HW1 Expectation Maximization

Due Sunday, January 29 at 11:59pm

The purpose of this homework is to help you familiarize yourself with MATLAB and explore the properties of the Expectation-Maximization algorithm using Gaussian Probability Density Functions.

For info on EM and Gaussian mixture models, see Andrew Ng's lecture notes, Bishop pp. 430-439, or the slides posted on the syllabus. I find the first to be the clearest.

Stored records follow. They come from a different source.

PR #950, opened 2022-02-07
Revised EnsembleSummaryProvider interface

sigurdp:

---

### Contributor checklist

   - [ ] Task 1
   - [ ] Task 2

### DIFF
--- a/webviz_subsurface/_providers/ensemble_summary_provider/ensemble_summary_provider.py
+++ b/webviz_subsurface/_providers/ensemble_summary_provider/ensemble_summary_provider.py
@@ -22,6 +22,32 @@ class Frequency(Enum):
             return None
 
 
+class DateSpan(Enum):
+    INTERSECTION = "intersection"
+    UNION = "union"
+
+
+@dataclass(frozen=True)
+class ResamplingOptions:
+    """Specifies resampling options, most notably the resampling frequency.
+    Can also specify a `common_date_span` that will influence which dates get included
+    in the returned time series data.
+      * DateSpan.INTERSECTION - truncates the returned range of dates so that all returned
+        realizations have the same date range. The returned range of dates will be
+        the intersection of the date range available per requested realization.
+      * DateSpan.UNION - extends the returned range of dates so that all realizations
+        have same date range and the same dates. The returned range of dates will be the
+        union of the date ranges available per requested realization. Vector values will
+        be extrapolated.
+      * None - each returned realization will contain dates according to the requested
+        frequency, but no effort will be made to truncate or expand the total date range
+        in order to align stert and end dates between realizations.
+    """
+
+    frequency: Frequency
+    common_date_span: Optional[DateSpan] = None
+
+
 @dataclass(frozen=True)
 class VectorMetadata:
     unit: str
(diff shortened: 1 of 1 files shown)


webviz_subsurface/plugins/_simulation_time_series/utils/history_vectors.py
```diff
@@ -60,7 +64,14 @@ def create_history_vectors_df(
         return pd.DataFrame()
 
     historical_vector_names = list(historical_vector_and_vector_name_dict.keys())
+
+    # NOTE: DateSpane = None
```
anders-kiaer, line 68:
```suggestion
    # NOTE: DateSpan = None
```

webviz_subsurface/plugins/_simulation_time_series/types/derived_ensemble_vectors_accessor_impl.py
```diff
@@ -63,10 +67,17 @@ def __init__(
...
-        self._resampling_frequency = (
-            resampling_frequency if self._provider.supports_resampling() else None
-        )
+
         self._relative_date = relative_date
+        self._resampling_options = (
+            resampling_options if self._provider.supports_resampling() else None
+        )
+
+        # Make date span union if calculating data relative to date
```
anders-kiaer, line 76: Should we expand on this comment? Not immediately clear to me why data relative to date → we should take date unione.

anders-kiaer (commented):
:heart: the tests! :robot: Great code style as well - on a difficult domain technical issue. :clap: 

I'm not able to find much to comment on, but two questions:

1) The pattern 
   ```python
   ResamplingOptions(resampling_frequency, date_span)
   if resampling_frequency
   else None
   ```
   appears to repeat itself somewhat. Should we consider adjusting `ResamplingOptions` to have type `frequency: Optional[Frequency]` such that a `frequency = None` can be passed directly, similar to `common_date_span` also being `Optional` (i.e. support `None`)? Or maybe this change is not relevant anymore after the second question:

2. I'm not 100% sure that I remember correctly our conclusion from February, but what I _think_ I remember is that expected logic behind the scenes (as end user), wrt. how date is handled (intersection, union or raw), is along the lines of:
   - When only individual realizations are plotted, we don't need to care about union/intersection of dates. Each realization can if we want be plotted with its own date span. 
   - When any kind of statistics is calculated, we need to either take union or intersection across the dates (to get a common date axis). For vectors that are of type _cumulative_ we can take the union (since these have a well defined extrapolation). For all other types of vectors we take the intersection (since these are unsafe to extrapolate - we could potentially also extrapolate rate vectors by assuming they are zero outside data span, but I'm not sure if we today have the metadata necessary to differentiate between rate vectors and e.g. pressure vectors? @asnyv?).

If this is the logic we want, resampling frequency is (still) a general property across all vectors accessed, but the date span (union/intersection) depends on vector type. :thinking: 

Do I recall incorrectly, or has something else popped up during development that forces us to reconsider this logic? Or maybe something along these lines is already implemented (and I'm just reading the code incorrectly). :laughing: :slightly_smiling_face:

asnyv:
> When any kind of statistics is calculated, we need to either take union or intersection across the dates (to get a common date axis). For vectors that are of type cumulative we can take the union (since these have a well defined extrapolation). For all other types of vectors we take the intersection (since these are unsafe to extrapolate - we could potentially also extrapolate rate vectors by assuming they are zero outside data span, but I'm not sure if we today have the metadata necessary to differentiate between rate vectors and e.g. pressure vectors? @asnyv?).

@anders-kiaer We don't have the metadata, but I think maybe a varying date span between statistics of different vectors could be a bit confusing for users, and that we should consider to go for the union for all vectors?

PR #958, opened 2022-02-13
Disable rangeslider marks in cross-section plugins

HansKallekleiv:
In Dash > 2.10 the `RangeSlider` component automatically calculates `marks` from `min` and `max`.
If `min` and `max` is not provided this calculation fails.
Marks are not needed for our use, so we can set `marks=None` to disable this behaviour.

---

### Contributor checklist

   - [ ] Task 1
   - [ ] Task 2


anders-kiaer (approved):
👍

PR #965, opened 2022-02-23
Allow filtered subset of surface names for multiple attributes in `StructuralUncertainty`

HansKallekleiv:
Relates to #962


tnatt (approved):
LGTM

PR #224, opened 2016-08-25
add commit hash for openocd to fix issue

colinschmidt:
The previous addition of this didn't have a commit hash for the openocd submodule and so git was very confused when I tried to submodule init. This fixes that issue by adding the commit hash but I'm not sure if you guys had a specific commit in mind that works. @mwachs5


mwachs5:
My intention was to remove the submodule. I added a test to the regression which just pulls the latest from github/sifive/openocd if you actually want to run the test.

mwachs5:
Ah, I see that it is sticking around in .gitmodules. I think the correct fix is to remove it from .gitmodules.

colinschmidt:
Ah ok. I saw the .gitmoudle listing and thought it was just added strangely. I'll close this and open the one to delete it.

PR #225, opened 2016-08-25
Remove openocd from .gitmodules

mwachs5:
I don't believe we actually want to include openocd as a submodule. I had added commands to install it as part of the regression.

@aswaterman correct?


aswaterman:
sounds good; it's consistent with verilator

PR #227, opened 2016-08-25
Streamline the Generator App and associated utilities. 

hcook:
Remove deprecated call to chiselMain and useless Chisel2 args. Update arguments to sbt run.

### DIFF
--- a/emulator/Makefrag-verilator
+++ b/emulator/Makefrag-verilator
@@ -11,13 +11,11 @@ verilog_debug = $(generated_dir_debug)/$(MODEL).$(CONFIG).v
 
 $(generated_dir)/%.$(CONFIG).fir $(generated_dir)/%.$(CONFIG).prm $(generated_dir)/%.$(CONFIG).d: $(chisel_srcs) $(bootrom_img)
 	mkdir -p $(dir $@)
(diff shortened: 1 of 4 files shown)


davidbiancolin:
How do we feel about moving some of the generation utilities into CDE instead of keeping them in rocketchip? Much of this is useful outside of the context of rocketchip and it is closely coupled with the parameterization system.

hcook:
I guess we could add some functionality to CDE to dump out files in a certain place with a certain name, but I don't really see how that would save use more than a few lines of code. The rest is pretty tightly coupled to our particular sbt run argument parsing and file naming requirements.

davidbiancolin:
It's not so much the number of lines of code that i'm concerned about, it's the product of the number of generators and those lines. I feel like i end up implementing similar functionality across a basically all of my standalone generators. I'd assume that when SiFive has multiple chip/SoC generators, you guys might want a canonical way to elaborate and emit the design with accompanying test suites. 

In any case, this is much cleaner than what was there.

hcook:
Yeah we are only just beginning to revamp that process; I was planning to make the rocketchip.Generator the common baseline and then specialize on top of that. Maybe it should actually become cde.Generator, but I wasn't confident enough about the standardization of what is being dumped across CDE-using projects to push it that far.

PR #229, opened 2016-08-25
Use a better iterator inside the DCache

ben-k:
`p` is already used for the implicit parameters, so we should really avoid using it for other things.


zhemao:
Looks good to me. I've rebased it on master and will merge it in once the Travis push passes again.

PR #231, opened 2016-08-27
Get in line with FIRRTL randomization flag changes

zhemao:
Basically the same as the previous PR that got dropped, except this turns on all the randomization options by default. Necessary to get up to date with the latest FIRRTL changes.


aswaterman:
I see... thanks!

PR #234, opened 2016-08-30
Add address map entries for exported mmio port.

zizztux:
There is a problem that external address map is not included when it is configured with ExtMMIOPorts and without ExtraDevices.
I fixed it.


zhemao:
Whoops. That was an oversight on my part. Thanks for finding this.

PR #237, opened 2016-09-01
Allow configuration to be in separate project from test harness

zhemao:
It may be the case that you want the configuration project to be different from the test harness project. This change allows that to happen by specifying a separate variable CFG_PROJECT, which is by default the same as PROJECT.


ben-k:
Can you give an example of the intended usage of this?

PR #240, opened 2016-09-03
flatten Coreplex module hierarchy

yunsup:
The Coreplex/Uncore/OuterMemorySystem module hierarchy was mostly getting in the way, the code is much cleaner this way.

### DIFF
--- a/src/main/scala/coreplex/Coreplex.scala
+++ b/src/main/scala/coreplex/Coreplex.scala
@@ -42,8 +42,6 @@ case object ExtraCoreplexPorts extends Field[Parameters => Bundle]
 trait HasCoreplexParameters {
   implicit val p: Parameters
   lazy val nTiles = p(NTiles)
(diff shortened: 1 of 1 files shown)


aswaterman:
Looks great

zhemao:
Yeah, this is much cleaner. But it looks like there's a FIRRTL error for the GroundTestCoreplex.

zhemao:
OK, I fixed the problem. The assignment of the incoherent signal was incorrect for >1 tiles. You'd think Chisel would detect that issue though.

aswaterman:
i thought the CI hooks prevented merging when the build fails... any idea why github's offering me the option to merge?

zhemao:
I think because you're an administrator you have special privileges to bypass the CI checks. Anyway, I've fixed it now, so we can merge this.

colinschmidt:
I think the button should be warning you about the failed build despite letting you push it.

PR #241, opened 2016-09-04
Hurricane2 TileLink IP

zhemao:
This PR removes the AXI-tunneled-over-Serial logic we added for the previous Hurricane tapeout and replaces it with a new solution that tunnels TileLink over a serial channel.

It also replaces the old TileLinkMemorySelector with new, more flexible Client*TileLinkIOSwitcher modules.

This IP will be necessary for the upcoming tapeout, but I understand if people think RocketChip is not the best place for them.


aswaterman:
I like the general strategy, but I think this should be maintained elsewhere/on a branch, as it's test-chip-specific.

zhemao:
Sure, that's fine with me. A few of the commits here should go into rocket chip though. I'll see if I can factor them out into a separate PR.

aswaterman:
Agreed, the AXI serialization stuff should be removed, regardless.

PR #242, opened 2016-09-04
Clean up old Hurricane code

zhemao:
This removes the old code written for the previous hurricane tapeouts. Their replacements for the hurricane2 tapeout will be maintained on a separate branch for now.

There's also a few unrelated fixes for the TileLink wrapper and unwrappers and the JunctionsPeekingArbiter.


aswaterman:
This looks good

You will accomplish this project with the following steps:

1. Build a model. Randomly generate a gaussian mixture model that generates two dimensional data points. First, randomly generate two mean vectors and two covariance matricies to represent two gaussian models: 1 and 2. Also randomly generate the prior probabilities P(1) and P(2) = 1 - P(1), which control the probability of picking each of the two Gaussians. Make sure the covariance matrix is symmetric and positive definite. You can find recipes for generating such matrices on the web.
2. Generate data. Generate a set of random data to use as training samples. You will likely find the MATLAB function mvnrnd helpful.
3. Implement the Expectation Maximization algorithm You may want to use the following MATLAB functions: mvnpdf, mean, and cov. You will also need to understand different ways MATLAB provides for indexing arrays/matrices of data and for loops. Try not to use 'for...loops' when possible -- they're slow in Matlab. For more info on this, see the Matlab tutorials linked on the syllabus, or this on improving the speed of Matlab code via vectorization.
4. Create plots. See help plot. You must show the original data points with different colors depending on which Gaussian generated it and then show the datapoints classified according to which Gaussian your model says is most likely to have generated it. You must plot the accuracy of means and other parameters found by your algorithm compared over several trials (generate multiple sets of data using different models) in comparison to the ground truth parameters.
5. Describe your work in a well-written report. This should not be very long (two pages or less, unless you have a very compelling reason to wax verbose). You can use whatever method you want to generate the report (Latex, MSWord, etc), but the document you submit must be in PDF format. Mention implementation details (parameters used, etc.) and explain your plots. You don't need to explain the whole EM algorithhm. For this and all assignements, all plots must have titles, axis labels, and captions briefly describing the plot!
6. Submit. Submit your assignment before the deadline using turnin as described on the class homepage to dkit.